## Given data
|---|

PR #11868, opened 2020-05-19
Refactor the provider side DER constants and writers

levitte:
This splits up all the providers/common/der/*.c.in so the generated
portion is on its own and all related DER writing routines are in
their own files.  This also ensures that the DIGEST consstants aren't
reproduced in several files (resulting in symbol clashes).

Finally, the production of OID macros is moved to the generated header
files, allowing other similar macros, or DER constant arrays, to be
built on top of them.

PR #11906, opened 2020-05-22
Fix omissions in providers/common/der/build.info

levitte:
Dependencies on generated files must be declared explicitly.  When
refactoring the DER code in providers/common/der, a few of those
dependency declaration were omitted, which may lead to build errors in
a parallel build.

Some cleanup and extensive used of build.info variables is done while
at it, to avoid unnecessary repetition.

### DIFF
--- a/providers/common/der/build.info
+++ b/providers/common/der/build.info
@@ -1,36 +1,64 @@
-$FIPSABLE=\
-        der_rsa_gen.c der_rsa_key.c der_rsa_sig.c \
-        der_dsa_gen.c der_dsa_key.c der_dsa_sig.c \
-        der_ec_gen.c der_ec_key.c der_ec_sig.c \
-        der_digests_gen.c
+#----- Digests
+$DER_DIGESTS_H=../include/prov/der_digests.h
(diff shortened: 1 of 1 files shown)


levitte:
The issue was mentioned here: https://github.com/openssl/openssl/pull/11868#issuecomment-631838296

kroeckx:
I think OSS-Fuzz is actually having problems with this issue, so I've marked it as urgent.

levitte:
Okie. Now, all that's missing is an approvql

levitte:
Ping!

levitte:
> Is the $DER_RSA_FIPSABLE separated from $COMMON because it will never go into libcommon.a? It is not clear to me. However approving anyway.

Yes.  If you grep for `# *ifn?def  *FIPS_MODULE`, that's the only file in this directory that matches.
I *currently* can't place the others in libcommon, 'cause the link between that and libcrypto is not as clear as it should be, and that requires some intricate changes in the core of the build system.  It's on my mind.

levitte:
Merged

3f5ea7dc0ca4affb1fbe5c9f6d25add8aa3535b3 Fix omissions in providers/common/der/build.info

|---|

## What the task asks
Copy out all of the material, word for word.

## The answer
PR #11868, opened 2020-05-19
Refactor the provider side DER constants and writers

levitte:
This splits up all the providers/common/der/*.c.in so the generated
portion is on its own and all related DER writing routines are in
their own files.  This also ensures that the DIGEST consstants aren't
reproduced in several files (resulting in symbol clashes).

Finally, the production of OID macros is moved to the generated header
files, allowing other similar macros, or DER constant arrays, to be
built on top of them.

PR #11906, opened 2020-05-22
Fix omissions in providers/common/der/build.info

levitte:
Dependencies on generated files must be declared explicitly.  When
refactoring the DER code in providers/common/der, a few of those
dependency declaration were omitted, which may lead to build errors in
a parallel build.

Some cleanup and extensive used of build.info variables is done while
at it, to avoid unnecessary repetition.

### DIFF
--- a/providers/common/der/build.info
+++ b/providers/common/der/build.info
@@ -1,36 +1,64 @@
-$FIPSABLE=\
-        der_rsa_gen.c der_rsa_key.c der_rsa_sig.c \
-        der_dsa_gen.c der_dsa_key.c der_dsa_sig.c \
-        der_ec_gen.c der_ec_key.c der_ec_sig.c \
-        der_digests_gen.c
+#----- Digests
+$DER_DIGESTS_H=../include/prov/der_digests.h
(diff shortened: 1 of 1 files shown)


levitte:
The issue was mentioned here: https://github.com/openssl/openssl/pull/11868#issuecomment-631838296

kroeckx:
I think OSS-Fuzz is actually having problems with this issue, so I've marked it as urgent.

levitte:
Okie. Now, all that's missing is an approvql

levitte:
Ping!

levitte:
> Is the $DER_RSA_FIPSABLE separated from $COMMON because it will never go into libcommon.a? It is not clear to me. However approving anyway.

Yes.  If you grep for `# *ifn?def  *FIPS_MODULE`, that's the only file in this directory that matches.
I *currently* can't place the others in libcommon, 'cause the link between that and libcrypto is not as clear as it should be, and that requires some intricate changes in the core of the build system.  It's on my mind.

levitte:
Merged

3f5ea7dc0ca4affb1fbe5c9f6d25add8aa3535b3 Fix omissions in providers/common/der/build.info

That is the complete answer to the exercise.